Minn. Stat. § 253B.02, subd. 17 (1996) (emphasis added). Appellant contends that respondent failed to prove by clear and convincing evidence that he committed the overt act of killing Wee.

The trial court made specific findings to support its determination that appellant killed Wee. First, the court found appellant had the opportunity to kill Wee. Appellant disputes this, arguing that others had an opportunity to kill Wee. He contends there were repeated breaches in security at the building and that the breaches allowed others, including transients, to frequent the building. The evidence, however, showed only that several construction workers had entered the building.

The trial court also cited appellant's confessions to Dr. Malmquist and the HCMC nurse. Appellant challenges the trial court's decision to give weight to these confessions rather than to his denials. Dr. Malmquist, however, testified that appellant could relate factual material and provide a coherent history. Dr. Malmquist explained that an accused is not likely to falsely incriminate himself unless he is trying to feign a psychosis, which is rarely done. The trial court had clear and convincing evidence from which to conclude that appellant killed Wee. The trial court's factual findings and credibility assessments are not clearly erroneous.[1]
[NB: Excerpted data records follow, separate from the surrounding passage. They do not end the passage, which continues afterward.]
PR #2044, opened 2020-12-22
Misc. updates

jorgeorpinel:
This is some vanity stuff, sorry. No priority at all but it also shouldn't be very hard to check? It's well scoped too 😅 

I just need to clear out my stash periodically. There will be a constant stream of these (some more relevant, some less) so again, no pressure of course.


shcheklein (approved):

jorgeorpinel:
BTW this applies to v1 but for simplicity, I won't backport.

Issue #1663, opened 2020-08-06
term: simplify multiple mentions about dvc.yaml + dvc.lock + .dvc files


jorgeorpinel:
UPDATE: One thing left here, see https://github.com/iterative/dvc.org/issues/1663#issuecomment-749333023 below.

> Continues #1431

> Extracted from https://github.com/iterative/dvc.org/pull/1384#pullrequestreview-461182909 et al.

To achieve this, we will probably need to introduce a new glossary term such as "Special DVC files".

shcheklein:
Not sure about _Special_ though. They are not very special I guess.

jorgeorpinel:
"DVC metafiles"? "DVC-specific files"? Can't use just "DVC files" because it looks almost like ".dvc files".

shcheklein:
DVC files with <abbr> if needed sounds good to me. I don't how to generalize it better. `.dvc`, `dvc.lock`, `dvc.yaml` - they all DVC files, right?

jorgeorpinel:
People have always called `.dvc` files "DVC files", which makes sense and it's one of the reasons we wanted to stop using the term "stage file" (even before 1.0) because we really had to force it and still was not adopted. Throwing in dvc.yaml (and dvc.lock) sounds like making a similar mistake, where we'll have to force people to get that DVC files are not just .dvc files but also other files.

Also, technically theres plenty other "DVC files" such as `.dvc/config` or plots templates, but we wouldn't include those in the term.

Maybe "Stage files" wasn't such a bad term after all...

jorgeorpinel:
OK, so I vote for "DVC metafiles" (would mostly be used in plural). WDYT @shcheklein? Should we call in a vote from everyone via Slack or mentioning them here perhaps?

jorgeorpinel:
Actually... a term to group the files may not solve our problems. We also have to repeat the phrase "stages and .dvc files" a lot, and that could not be replaced by a term that refers to files.

We may need a broader concept, kind of like how we used to consider .dvc files "(orphan) stages" before, except I would use that term anymore since it would be overloaded... So maybe "DVC nodes", "DVC blocks"? Idk.

This could be in addition to "DVC (meta)files"

- **DVC node**: it can have deps and outs (a possible link in a DAG chain). Includes stages (found in dvc.yaml) and the data structure in .dvc files (the latter has no command thus doesn't represent a process, thus is not a stage).
[...]

PR #2050, opened 2020-12-22
term: remove "DVC-file" (except from old blogs)

### LINKED ISSUE #1366: term: stop using "DVC-file" and "stage file"

jorgeorpinel:
> Continues #2047 and #2048.
> - [x] Change base here to `master` once those are merged.

Nice-to-have before 2.0 dvc.yaml changes

- Reviews usage of all remaining instances of "DVC-file"
- Some related/nearby copy edits

Closes #1366


jorgeorpinel:
Ready for review

content/docs/command-reference/checkout.md
```diff
@@ -18,9 +18,9 @@ positional arguments:
 ## Description
 
 This command is usually needed after `git checkout`, `git clone`, or any other
-operation that changes the current `dvc.lock` or `.dvc` files. It restores the
-corresponding versions of the DVC-tracked files and directories from the
-<abbr>cache</abbr> to the workspace.
+operation that changes the current [DVC files](/doc/user-guide/dvc-files). It
+restores the corresponding versions of the DVC-tracked files and directories
+from the <abbr>cache</abbr> to the workspace.
```
jorgeorpinel, line 23: This is the only generalization done in this PR. Reviewing all the instances of these repetitive mentions will require a separate PR and is related to https://github.com/iterative/dvc.org/issues/1663#issuecomment-749333023

shcheklein (approved):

The trial court also found a substantial likelihood that appellant would, in the future, engage in acts that would inflict serious physical harm to another. Appellant contends that, absent consideration of the contested killing, he does not pose a threat of future harm. Because we accept the trial court's determination that appellant killed Wee, appellant's argument as to risk of future harm has no merit. The evidence supports the trial court's decision. See In re Clemons, 494 N.W.2d 519, 521 (Minn. App. 1993) (fact that person "does not have a long history of violence does not preclude a finding of future dangerousness").

  Affirmed.

[3*] Retired judge of the Minnesota Court of Appeals, serving by appointment pursuant to Minn. Const. art. VI, § 10.

[ 1] Respondent's motion to strike certain reports attached to a stipulation because they were not part of the trial court record is granted. Minn. R. Civ. App. 110.01.